I’m under no delusion that the HHKB is a cut-down ANSI board - no offense taken. And you’re right - I’m used to the key travel and the layout which is why I carry it with me (oh what I’d give for a split backspace on a laptop).
It’s serendipitous that we’re having this conversation now - somebody on the Thinkpad subreddit has done it and posted today:
No frame around the keys themselves, and it’s not an Atreus layout, but the idea seems to work and it’s an awesome proof of concept for what you’re looking for.
Yikes! The columns diverge away from the user rather than converge as with Atreus; I can only conclude it must be an ergonomic nightmare. (something also picked up by various users on the linked forum). I suppose it does add weight to the theory there is an appetite for split columnar keyboards on laptops, and the ready availability of a commercial model may spare us from home-brew monstrosities like that linked.
My initial thought was one of horror: I like using the keyboard but regret am not some sort of keyboard ninja who knows enough shortcuts never to use the mouse, or a command line addict. I am a current mac user who very much like my GUIs and point-and-clicking. Thus keyboards with thumb clusters (Ergodox etc) or thumb “arcs” (Keyboardio etc) are out, as far as laptops are concerned.

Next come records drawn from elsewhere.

Issue #85, opened 2018-03-02
P2pMgr - separate Tasks in other files


centrys-sergiu:
Currently TaskInbound, TaskStatus, TaskConnectPeers, TaskClear, TaskWrite are included directly in P2PMgr.

AionJayT:
close the issue, implemented by #499

PR #499, opened 2018-05-22
P2pMgr separate tasks

aionick:
## Description

- P2pMgr previously contained multiple nested classes. Each of these has been moved to its own file and a number of (mostly formatting) refactorings have been applied to improve readability and decoupling.

Fixes Issue #85 .

## Type of change

- [ ] Bug fix.
- [x] Enhancement.
- [ ] New feature.

## Testing

- I performed each refactoring in small steps and tested each refactor against our existing unit tests. I also ran the kernel with a miner and a pool and inspected the output for any abnormalities.

## Verification


aionick:
I moved the tasks into their own package. The reason I moved ChannelBuffer into the tasks package as well is because ChannelBuffer is only used by the task classes and there are a large number of references to it that would require changing some method visibilities and adding getters etc. I can put ChannelBuffer back if you guys would like.

modP2pImpl/src/org/aion/p2p/impl1/P2pMgr.java
```diff
@@ -577,7 +130,7 @@ public P2pMgr(int _netId, String _revision, String _nodeId, String _ip, int _por
 
         for (String _bootNode : _bootNodes) {
             Node node = Node.parseP2p(_bootNode);
-            if (node != null && validateNode(node)) {
+            if (validateNode(node)) {
```
aion-sridevi: Minor: Any reason why the null check is removed? If the first condition is false, validateNode is not called (&& is short circuited).

aionick: I did this because validateNode immediately returns false when its input is null, seemed to me like an unnecessary duplication of a null check

modP2pImpl/src/org/aion/p2p/impl1/P2pMgr.java
```diff
@@ -992,79 +154,75 @@ public void run() {
...
     public void register(final List<Handler> _cbs) {
         for (Handler _cb : _cbs) {
             Header h = _cb.getHeader();
             short ver = h.getVer();
             byte ctrl = h.getCtrl();
             if (Ver.filter(ver) != Ver.UNKNOWN && Ctrl.filter(ctrl) != Ctrl.UNKNOWN) {
-                if (!versions.contains(ver)) {
-                    versions.add(ver);
-                }
+                versions.add(ver);
```
aion-sridevi: Is this change intended?

modP2pImpl/src/org/aion/p2p/impl1/P2pMgr.java
aion-sridevi: I believe validateNode will not be called when node is null.
 https://stackoverflow.com/questions/8759868/java-logical-operator-short-circuiting

modP2pImpl/src/org/aion/p2p/impl1/P2pMgr.java
aionick: since versions is a set the add call won't allow duplicates

modP2pImpl/src/org/aion/p2p/impl1/P2pMgr.java
aionick: That’s true, sorry I didn’t mean the check is duplicated, I meant the validate function handles the null case already so the explicit null check before it isn’t needed for correctness. But you’re right no need to enter the function and grow the call stack etc.

modP2pImpl/src/org/aion/p2p/impl1/tasks/TaskSend.java
```diff
@@ -0,0 +1,171 @@
...
+         * @param _dest
+         */
+        public MsgOut(int _nodeId, String _displayId, Msg _msg, Dest _dest) {
+            nodeId = _nodeId;
+            displayId = _displayId;
+            msg = _msg;
+            dest = _dest;
+            timestamp = System.currentTimeMillis();
+        }
+    }
```
AionJayT: Should separate this inner class out since many tasks use it.

modP2pImpl/src/org/aion/p2p/impl1/tasks/TaskReceive.java
```diff
@@ -0,0 +1,101 @@
...
+         * @param route
+         * @param msg
+         */
+        public MsgIn(int nid, String nsid, int route, byte[] msg) {
+            this.nid = nid;
+            this.nsid = nsid;
+            this.route = route;
+            this.msg = msg;
+        }
+    }
```
AionJayT: Should separate this inner class out since many tasks use it.

modP2pImpl/src/org/aion/p2p/impl1/tasks/TaskInbound.java
```diff
@@ -0,0 +1,578 @@
...
+import org.aion.p2p.impl.zero.msg.ResHandshake;
+import org.aion.p2p.impl.zero.msg.ResHandshake1;
+import org.aion.p2p.impl1.P2pException;
+import org.aion.p2p.impl1.P2pMgr;
+import org.aion.p2p.impl1.P2pMgr.Dest;
+import org.aion.p2p.impl1.tasks.TaskReceive.MsgIn;
+import org.aion.p2p.impl1.tasks.TaskSend.MsgOut;
+
+public class TaskInbound implements Runnable {
+    private final P2pMgr mgr;
```
AionJayT: better to use Interface class.

modP2pImpl/src/org/aion/p2p/impl1/tasks/TaskInbound.java
```diff
@@ -0,0 +1,578 @@
...
+    private final Selector selector;
+    private final NodeMgr nodeMgr;
```
AionJayT: better to use Interface class

modP2pImpl/src/org/aion/p2p/impl1/tasks/TaskConnectPeers.java
```diff
@@ -0,0 +1,181 @@
...
+import org.aion.p2p.impl.zero.msg.ReqHandshake1;
+import org.aion.p2p.impl1.P2pMgr;
+import org.aion.p2p.impl1.P2pMgr.Dest;
+import org.aion.p2p.impl1.tasks.TaskSend.MsgOut;
+
+public class TaskConnectPeers implements Runnable {
+    private static final int PERIOD_CONNECT_OUTBOUND = 1000;
+    private static final int TIMEOUT_OUTBOUND_CONNECT = 10000;
+
+    private final NodeMgr nodeMgr;
```
AionJayT: better to use Interface class

modP2pImpl/src/org/aion/p2p/impl1/tasks/TaskConnectPeers.java
```diff
@@ -0,0 +1,181 @@
...
+    private final int maxActiveNodes;
+    private final P2pMgr mgr;
+    private AtomicBoolean start;
+    private LinkedBlockingQueue<MsgOut> sendMsgQue;
+    private Selector selector;
+    private ReqHandshake1 cachedReqHandshake1;
```
AionJayT: better to use the base class or create an interface class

Then I thought it might be acceptable if touchscreen were available instead, although they never really took off. Or perhaps I could live with one of those dinky little joystick things that old Thinkpads used to have.
Whilst those options may be less convenient than a trackpad, users could always carry a wireless mouse. This reverses the current situation of many unorthodox keyboard users who choose to carry their favoured keyboard with their portable setup, but of course it is less severe in this case because a mouse is smaller than a keyboard. And a mouse is a generic item readily to hand in any clerical environment.

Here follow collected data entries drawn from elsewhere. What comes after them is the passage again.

PR #501, opened 2018-05-23
Dev redis q2

centrys-sergiu:
## Description

Introduced two new database wrappers. 
- Redis integration with batching (speed improvments)
- Redis Cluster without batching (better in mem storage) 

## Type of change

- [ ] Bug fix.
- [x] New feature.

## Testing
Compared three databases : LevelDB, RamCloud, Redis and found out that Redis would be the best option between those.

More informations in the documents here:
https://drive.google.com/open?id=1lUEyDaju_Bgj211kPhz5wElptxPRlo8E

TLDR; Redis is syncing way faster than LevelDB but the bottleneck is the memory. Redis-Cluster solves the bottleneck but sync is much slower because batching is not possible.

-

## Verification


modDbImpl/src/org/aion/db/impl/redisdb/RedisClusterWrapper.java
```diff
@@ -0,0 +1,221 @@
...
+            }
+        } catch (UnsupportedEncodingException e) {
+            e.printStackTrace();
+        }
+    }
+
+    @Override
+    public void close() {
+        try {
+            db.close();
```
AlexandraRoatis: the `isOpen()` call would still return `true` after this call; perhaps the db object should be set to null and we can check for null in `isOpen()`

PR #537, opened 2018-06-26
Initial version of modGui

aion-kelvin:
## Description

Initial version of Aion kernel GUI.  Supports a single use case: open GUI, launch the kernel, exit GUI, re-open GUI, terminate kernel.

Dependencies
 - aion_api: needed small change to postpack.sh script.  It is pushed to remote branch but not yet merged into dev of aion_api: https://github.com/aionnetwork/aion_api/commits/dev-modGui

Note on class/code design:
```
The GUI application code uses a variation of MVC.  For us, we'll divide up the                                                                                                                                      
responsibilities into the following layers:

1) Model: any class that interfaces with components outside of the GUI; i.e. KernelLauncher
   for interface with the OS to launch processes; KernelConnection provides interface to
   Aion API.  The state of Aion API lives in the model layer.  The model does not know about
   Controller or View, it just publishes events into an EventBus.

2) View: the layer that contains the UI elements; i.e. all of the JavaFX .fxml files.  The 
   elements in the View (i.e. a Button) have associated handler methods, which are part of
   Controller.  Through these associated methods, View knows about Controller and 
   delegates control to classes/methods in Controller.  The View is very "dumb" and doesn't
   have logic to modify itself.

3) Controller: this layer mediates interaction between Model and View by serving two purposes:
     (a) Contains handlers to which the View is registered (through the view's FXML).
         Usually these handlers manipulate Model through some method call.  The heavy
         lifting of the logic should live in Model.
     (b) Subscribe to events published by Model and update View accordingly.  Events that it
         may need to handle include kernel state change (e.g. # of peers).  EventBus is the 
         mechanism used to facilitate PubSub pattern.
   Generally, each View component has one or zero accompanying classes that are part of the 
   Controller layer (usually a class name ending with "Controller").  Within it are the 
   handlers for its corresponding View and also handlers for Model events that would cause a
   change in that View component.

Depending on how the code develops we can revisit this.  The fact that Controller layer has 
two purposes may end up getting unwieldy; if so, maybe move (a) into the responsibility of
View or call it out as something else ("View controller"?).
```

## Type of change

- [ ] Bug fix.
- [x] New feature.
- [ ] Enhancement.
- [x] Unit test.

## Testing

- 58% lines coverage for unit and integ tests.  Most of the uncovered lines come from classes that will likely change when developing the next feature.  Jenkins output: https://ci.aion.network:8443/job/aionnetwork/job/dev-modGui2/1/
- unit tests for most Model classes
- integ tests for most Controller classes and accompanying Views
- manual testing of GUI

## Verification

- [ ] I have made appropriate changes to the corresponding documentation. [there is none currently]


modGui/src/org/aion/os/KernelLauncher.java
```diff
@@ -0,0 +1,226 @@
...
+        FileOutputStream fos = new FileOutputStream(pidFile);
+        ObjectOutputStream oos = new ObjectOutputStream(fos);
+        oos.writeObject(kernel);
+        setCurrentInstance(kernel);
+        return kernel;
+    }
+
+    @VisibleForTesting void removePersistedPid() throws IOException {
+        if(pidFile.exists() && pidFile.isFile()) {
+            pidFile.delete();
```
JayT106: should catch the exception when deleting the file.

qoire:
Is this the final version of the first phase of modGui? @aion-kelvin @AionJayT

modMcf/src/org/aion/mcf/config/CfgGuiLauncher.java
```diff
@@ -0,0 +1,125 @@
...
+                        default:
+                            break;
+                    }
+                    break;
+                case XMLStreamReader.END_ELEMENT:
+                    break loop;
+            }
+        }
+    }
+
```
JayT106: Do you need some settings (or default settings) been wrote into the config.xml? if the answer is yes, should update the config.xml in the modBoot/resource.

modGui/src/org/aion/gui/controller/HeaderPaneControls.java
```diff
@@ -0,0 +1,150 @@
...
+            } else {
+                styleClass.add(STYLE_DEFAULT);
+                setStyleToChildren(headerButton, "header-button-label");
+            }
+        }
+    }
+
+    private void setStyleToChildren(Node headerButton, String styleClassToSet) {
+        VBox vbox = (VBox) ((VBox) headerButton).getChildren().get(0);
+        ObservableList<String> styleClass = vbox.getChildren().get(0).getStyleClass();
```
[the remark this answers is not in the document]
aion-kelvin: In this case yes, because the headerButton parameter is intended to be one of the buttons in the top navigation pane of the GUI.  The buttons are always a VBox (a rectangular box) and then has a Label as child (the text of the button).  Nothing prevents someone from using that setStyleToChildren method wrong though -- they could call with the headerButton parameter being something else, possibly with 0 children.

modGui/src/org/aion/gui/model/KernelConnection.java
```diff
@@ -0,0 +1,135 @@
...
+        // currently it is restricted and the recommended way to call the API is to subclass
+        // from AbstractAionApiClient which provides subclasses with synchronized blocks to
+        // call their critical sections with.
+        return this.api;
+    }
+
+    private String getConnectionString() {
+        final String protocol = "tcp";
+        final String ip = Preconditions.checkNotNull(cfgApi.getZmq().getIp());
+        final String port = Preconditions.checkNotNull(String.valueOf(cfgApi.getZmq().getPort()));
```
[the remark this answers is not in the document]
aion-kelvin: If the Preconditions.checkNotNull fails (and throws NPE), there is nothing we can really do to recover.  So that's why I did not put a catch.

I guess we can catch it and present a nicer error via GUI instead of the program just crashing and exiting, but this is something I'm planning to add later.

Let me know if you still want me to add a catch.

modGui/src/org/aion/os/KernelLauncher.java
aion-kelvin: Ok, will change

modMcf/src/org/aion/mcf/config/CfgGuiLauncher.java
aion-kelvin: Ok, will update

modBoot/resource/config.xml
```diff
@@ -84,5 +84,18 @@
...
+			<!--Whether JVM settings for launching kernel should be autodetected; 'true' or 'false'-->
+			<autodetect>true</autodetect>
+			<!--Path to JAVA_HOME.  This field has no effect if autodetect is true.-->
+			<java-home>aion.sh</java-home>
+			<!--Working directory of kernel process.  This field has no effect if autodetect is true.-->
+			<working-dir>/placeholder/for/aion_root_dir</working-dir>
+			<!--Filename of aion launcher script, relative to working-dir.  This field has no effect if autodetect is true.-->
+			<aion-sh></aion-sh>
+		</launcher>
+	</gui>
```
AlexandraRoatis: I don't currently see the advantage of having this configuration? Perhaps it should be hidden.

modGui/integration-test/org/aion/gui/controller/AbstractControllerTest.java
```diff
@@ -0,0 +1,95 @@
...
+import java.util.concurrent.TimeUnit;
+
+import static org.hamcrest.Matchers.is;
+import static org.junit.Assert.assertThat;
+import static org.junit.Assert.fail;
+import static org.mockito.ArgumentMatchers.isNotNull;
+import static org.mockito.Mockito.mock;
+import static org.mockito.Mockito.when;
+
+public class AbstractControllerTest {
```
AlexandraRoatis: This class should not be added in this state. It can be left for a later PR.

modMcf/test/org/aion/mcf/config/CfgLogTest.java
```diff
@@ -223,4 +223,9 @@ public FileVisitResult postVisitDirectory(final Path dir, final IOException e) t
 
         return true;
     }
+
+    @Test
+    public void test() {
+        System.out.println( new CfgLog().toXML() );
```
AlexandraRoatis: probably shouldn't be included in the PR

script/nohup_wrapper.sh
```diff
@@ -0,0 +1,5 @@
+#!/bin/sh
+
+# TODO redirect to sane location
+nohup $* > /tmp/aion-kernel-nohup &
```
AlexandraRoatis: this should be placed in the local folder, otherwise, the user may never become aware of it

AlexandraRoatis: Ok. That sounds good.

At the end of the day, the reason I agitated for an Atreus is because it would seemingly fit into the classical laptop form factor with touchpad and all.

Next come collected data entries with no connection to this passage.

PR #540, opened 2018-07-03
changed getStorageValue to return an optional

aionick:
## Description

- Changed IRepositoryQuery so that its getStorageValue return type is an Optional. This forces implementors to handle the 'missing value' case identically, and this consistency is important for some pre-compiled contracts. This PR current has the .gitmodules pointing to the add_optional2db branch in the fastVM. Once  <a href="https://github.com/aionnetwork/aion_fastvm/pull/12">this corresponding PR</a> in the fastVM is merged I will update the .gitmodules file to no longer point to this branch, it's just here in the meantime for Jenkins.

Fixes Issue # .

## Type of change

- [ ] Bug fix.
- [ ] New feature.
- [x] Enhancement.
- [ ] Unit test.

## Testing

- Ran the kernel and tested against the current test suite.

## Verification

### DIFF
--- a/modAionImpl/test/org/aion/zero/impl/db/AionRepositoryImplTest.java
+++ b/modAionImpl/test/org/aion/zero/impl/db/AionRepositoryImplTest.java
@@ -1,4 +1,4 @@
-/* ******************************************************************************
+/*
  * Copyright (c) 2017-2018 Aion foundation.
  *
  *     This file is part of the aion network project.
@@ -31,7 +31,7 @@
  *     Samuel Neves through the BLAKE2 implementation.
  *     Zcash project team.
  *     Bitcoinj team.
- ******************************************************************************/
+ */
 package org.aion.zero.impl.db;
 
 import static com.google.common.truth.Truth.assertThat;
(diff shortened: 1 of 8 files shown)


modAionImpl/test/org/aion/zero/impl/db/AionRepositoryImplTest.java
```diff
@@ -146,7 +146,7 @@ public void testAccountStateUpdateStorageRow() {
         track.flush();
 
         byte[] retrievedValue =
-                repository.getStorageValue(defaultAccount, new DataWord(key)).getNoLeadZeroesData();
+                repository.getStorageValue(defaultAccount, new DataWord(key)).get().getNoLeadZeroesData();
```
JayT106: what if the getStorageValue return Optional.empty() ?

aionick: I'll update these tests so that if empty is returned they fail

qoire:
Not sure I see the benefits of adding ``Optional`` into our critical path. Invoking an additional object on every storage query is sure to add some overhead. Why not just document that storageValue can possibly return null?

I understand that ``Optional`` would enforce this relationship, but probably not a luxury we can afford on our critical path.

AlexandraRoatis:
@qoire do you still see it as a problem if the implementation is changed to pass up the object created in the `IKeyValueStore`?

PR #541, opened 2018-07-03
Small optimizations

AlexandraRoatis:
## Notice

## Description

* ignoring blocks received with null peer status, i.e. not requested;
* removed redundant p2p variable from TaskImportBlocks;
* removed direct reference of databases from AionBlockStore; avoiding redundant repeated flush on same objects.

Fixes Issue # N/A.

## Type of change

- [ ] Bug fix.
- [ ] New feature.
- [x] Enhancement.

This is perhaps the biggest challenge for implementation of an Atreus, as there is a greater likelihood that the user of unorthodox keyboard configurations also adopt obscure layouts. Without a relatively easy way to programme key actions the Atreus would be dead in the water, as it relies on layers.
There is already a discussion of QMK-esque functionality within the framework keyboard here.
The GergoPlex is very similar to my daily driver, the Falbatech Minidox. I agree with you insofar as I greatly prefer typing on it to the Atreus, which is newer and thus less familiar. I run RSTHD layout, and submitted a keycap to the QMK repository. My proudest feature is a “virtual inner column” on each half made from combos of the adjacent inboard keys. I subsequently switched from Oneshot shift to space invader shift/parentheses, and the layout works really well for me.
However I think the Atreus is a more pragmatic choice for a laptop because it fits the classic arrangement of a trackpad in front better, and most people are probably not ready to manage on a mere 36 keys in total. If we want an unorthodox keyboard configuration I think it is important to avoid a “Peoples front of Judea” situation developing amongst advocates for different but similar ergonomic keyboard projects where we become unable to agree whose design should be implemented.
In my view the Atreus has the most going for it: it is commercially successful and the right shape for existing laptops, with just enough keys for most people.
This is a really great idea, and, I think, deserves some serious consideration. The standard QWERTY staggered layout is really a technological debt that has yet to be resolved, for no other reason than convention. The stagger was originally made for typewriters, and has no place on a computer keyboard. Thus, rethinking the design of a laptop keyboard, I think, is long overdue.
The Atreus is an excellent design: it fixes the staggered key problem with ordinary layouts, adds columnar stagger to account for the shape of human hands, and adds in thumb keys where it makes sense. It’s practically a perfect keyboard. I would LOVE to see this as an available Framework keyboard.